For comparison, the Klipsch Promedia 2.1 system has 160 watts of total continuous power, and 200 watts of total peak power, or burst power. They also run for about three times the prices of the Altec Lansing 221s. I found this little tidbit to be rather interesting:
"While the FTC power rating indicates power available on a continuous, long-term basis, multi-channel systems do not rely on that type of power. Instead, the amplifier is called upon to deliver large, short-term bursts of power to be able to support today’s digital music, games and movie formats. In addition to the required FTC power rating, we have provided the maximum burst output as a better indication of the product’s true performance."(www.klipsch.com)
Hopefully this clears about any questions about sound watts and "fake wattage."

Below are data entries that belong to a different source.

PR #2, opened 2017-12-26
Travis automation

jason-p-pickering:
All builds of master will be auto-deployed. Stable branches will only deploy when tagged.


jason-p-pickering:
@kjesvale I am going ahead and merging this pull request, which will automate the build and deploy of this app with Travis.

PR #3, opened 2018-02-05
Add reducer tests, fix minor reducer bugs

kjesvale:
* Added tests for job- and message reducers
* Added moduleNameMapper for jest in config
* Added a mock for i18next, might want to move this out of messageReducer test later
* Changed message reducer to use an ID counter instead of timestamps for triggering rerendering
    - Timestamps weren't needed


jenniferarnesen:
Tests look good. One convention that I think is pretty standard is to write the expect like the following, if you were to put it in a sentence:

"Expect the result to be what I expected."

In other words, this:  expect(actualState).toEqual(expectedState);
instead of this:  expect(expectedState).toEqual(actualState);

PR #14, opened 2019-02-13
Update headerbar

Birkbjo:
Removing the old d2-header-bar also removed the addition of the used rxjs-prototypes.
So I upgraded to rxjs@6 and the necessary other dependencies(redux-observable@1, redux@4, react-redux@6).

Also upgraded webpack@4 to minimize bundling with rxjs.


app/src/actions/epics.js
```diff
@@ -1,101 +1,123 @@
 import * as actions from 'constants/actions';
-import { combineEpics } from 'redux-observable';
-
+import { combineEpics, ofType } from 'redux-observable';
+import { concatMap, switchMap } from 'rxjs/operators';
```
kjesvale: 🧐😄

PR #15, opened 2019-02-13
fix: Do not use schemas, as jobConfiguration is not metadata

Birkbjo:


Birkbjo:
jobConfigurations was reverted to be metadata once again, since it broke the importer. 
Ref: https://github.com/dhis2/dhis2-core/pull/2902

Appearance The speaker system comes packaged in a tidy small, blue box. The components are bagged in unsealed plastic, everything encased by a thin Styrofoam structure; all wires twist tied.
But more importantly is the appearance of the speakers themselves. Altec has chosen to use a contemporary gray and black design. The 221s retain a "classy" feel with their orthodox cube shaped satellites and mesh speaker grill.
The subwoofer is compact and light, a design which certainly affects its performance, discussed later.
The 221s two satellites are connected by a predetermined length of wire. The right satellite, which holds the power switch, volume knob, and headset plug, has two more connections; one to the source of sound and the other a thick, green headed cable to the subwoofer.
One prominent design feature the 221s utilize is a sliding speaker stand. They increase the angle of elevation of the speakers, allowing for sound to "better reach" your ears in most situations.
Besides the subwoofer and two satellites, the 221s come with a User's guide and quick start card.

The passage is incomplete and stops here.